Issue #77, opened 2023-05-09
Merkleization


Scooletz:
Implement Merkleization for the tree

- [x] precommit hook for injecting Merkleization  #96  
- [x] serialization of `Branch`, `Leaf` and `Extension` to a `Span` #98 
- [x] calculation of Keccaks for the nodes  #104 
- [x] capturing all keys inserted in a block and passing them as the precommit to the Merkleization #111
- [x] constructing the Merkle root hash by walking the keys from the above #113
- [x] tracking the dirty status for Merkle tree nodes #113
- [x] deletes #113 
- [ ] Keccak memoization
- [ ] storage handling (separate storage in block and bottom up calculation)
- [ ] squashing into `PagedDb`

The last 3 will be addressed in separate issues.

emlautarom1:
To start working on this, I suggest writing some test on the current Nethermind client (here, probably: https://github.com/NethermindEth/nethermind/blob/22cc2b238e72e59a28c4b9e99019a4a145cc5895/src/Nethermind/Nethermind.Trie.Test/TrieTests.cs#L26) and check what we get as the `RootHash`. Then, migrate those tests into Paprika and use the obtained hashes as expected values during testing.

emlautarom1:
Following the approach described above, I've written the following test in the Nethermind client (NC moving forward) and translated it into Paprika:

```C#
[Test]
public void Single_account()
{
    MemDb memDb = new();
    using TrieStore trieStore = new(memDb, Prune.WhenCacheReaches(1.MB()), Persist.EveryBlock, _logManager);
    PatriciaTree patriciaTree = new(trieStore, _logManager);

    var key = new Keccak(new byte[] { 0, 1, 2, 3, 4, 5, 6, 7, 0, 1, 2, 3, 4, 5, 6, 7, 0, 1, 2, 3, 4, 5, 6, 7, 0, 1, 2, 3, 4, 5, 6, 7 });
    var account = new Account(23, 13);

    patriciaTree.Set(key.Bytes, new AccountDecoder().Encode(account).Bytes);
    patriciaTree.Commit(blockNumber: 0);
    patriciaTree.UpdateRootHash();

    var rootHash = patriciaTree.RootHash;
    TestContext.WriteLine(rootHash);
}
```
○ ○ ○
- _Action item_
Lines from the one containing "- [x] tracking" through the last line of the records, both included, are the only ones to print, each exactly as it is.

- _Output below_
- [x] tracking the dirty status for Merkle tree nodes #113
- [x] deletes #113 
- [ ] Keccak memoization
- [ ] storage handling (separate storage in block and bottom up calculation)
- [ ] squashing into `PagedDb`

The last 3 will be addressed in separate issues.

emlautarom1:
To start working on this, I suggest writing some test on the current Nethermind client (here, probably: https://github.com/NethermindEth/nethermind/blob/22cc2b238e72e59a28c4b9e99019a4a145cc5895/src/Nethermind/Nethermind.Trie.Test/TrieTests.cs#L26) and check what we get as the `RootHash`. Then, migrate those tests into Paprika and use the obtained hashes as expected values during testing.

emlautarom1:
Following the approach described above, I've written the following test in the Nethermind client (NC moving forward) and translated it into Paprika:

```C#
[Test]
public void Single_account()
{
    MemDb memDb = new();
    using TrieStore trieStore = new(memDb, Prune.WhenCacheReaches(1.MB()), Persist.EveryBlock, _logManager);
    PatriciaTree patriciaTree = new(trieStore, _logManager);

    var key = new Keccak(new byte[] { 0, 1, 2, 3, 4, 5, 6, 7, 0, 1, 2, 3, 4, 5, 6, 7, 0, 1, 2, 3, 4, 5, 6, 7, 0, 1, 2, 3, 4, 5, 6, 7 });
    var account = new Account(23, 13);

    patriciaTree.Set(key.Bytes, new AccountDecoder().Encode(account).Bytes);
    patriciaTree.Commit(blockNumber: 0);
    patriciaTree.UpdateRootHash();

    var rootHash = patriciaTree.RootHash;
    TestContext.WriteLine(rootHash);
}
```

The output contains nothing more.